U.S. Pat. No. 5,694,304, "High Efficiency Resonant Switching Converters"; and U.S. Pat. No. 5,379,206, "Low Loss Snubber Circuit With Active recovery Switch" each provide a dual active switch architecture converter.
U.S. Pat. No. 5,055,991, "Lossless Snubber", relates to a converter circuit having an active switch and a transformer with five inductively coupled windings.
U.S. Pat. No. 5,019,957, "Forward Converter Type of Switched Power Supply", relates to a dual active switch forward power converter.
U.S. Pat. No. 4,805,079, "Switched Voltage Converter", provides a converter with a snubber circuit.
U.S. Pat. No. 4,760,512, "Circuit for Reducing Transistor Stress and Resetting the Transformer Core of a Power Converter", relates to a single active switch, triple inductively coupled winding transformer forward converter.
U.S. Pat. No. 4,736,285 relates to a "Demagnetization circuit for Forward Converter", having two active switches.
U.S. Pat. No. 4,688,160, "Single Ended Forward Converter With Resonant Commutation of Magnetizing Current", provides a forward converter employing a resonating capacitor to reset the transformer core.
U.S. Pat. No. 4,561,046, "Single Transistor Forward Converter With Lossless magnetic Core Reset and Snubber Network", relates to a forward converter having a single switch and a transformer having three inductively linked windings.

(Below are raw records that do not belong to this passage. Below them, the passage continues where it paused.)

PR #6495, opened 2023-03-15
Fixed loop usage

flytestb:
Fixed loop when using custom slideActiveClass


nolimits4web:
Merged, thank you!

flytestb:
you are welcome
when can we expect the new release?

Issue #6496, opened 2023-03-16
Bad default value for lastClickTime


MRamonLeon:
In a recent Cypress test we faced an issue because of this:
https://github.com/nolimits4web/swiper/blob/8f48d7f3df9a70801527afaf1df73fc6402391f1/src/core/core.js#L185

My test tap the active image. The test runs very quickly and Swiper interprets that this `tap` event is actually a `double tap` because the time passed between this tap and the _previous_ click stored at `lastClickTime` is less than 300 ms.

That's not true, there was only a single tap, but since the previous tap is stored there and is initialized to now(), Swiper thinks there was two taps.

U.S. Pat. No. 4,441,146, "optimal Resetting of the Transformer's Core in Single Ended Forward Converters", provides a forward DC/DC converter having a transformer with three inductively coupled windings.
U.S. Pat. No. 4,355,352, "DC To DC Converter", relates to a converter having three coupled inductor windings, with two capacitors and two switching devices (one active and one passive), to provides a ripple free input and output current.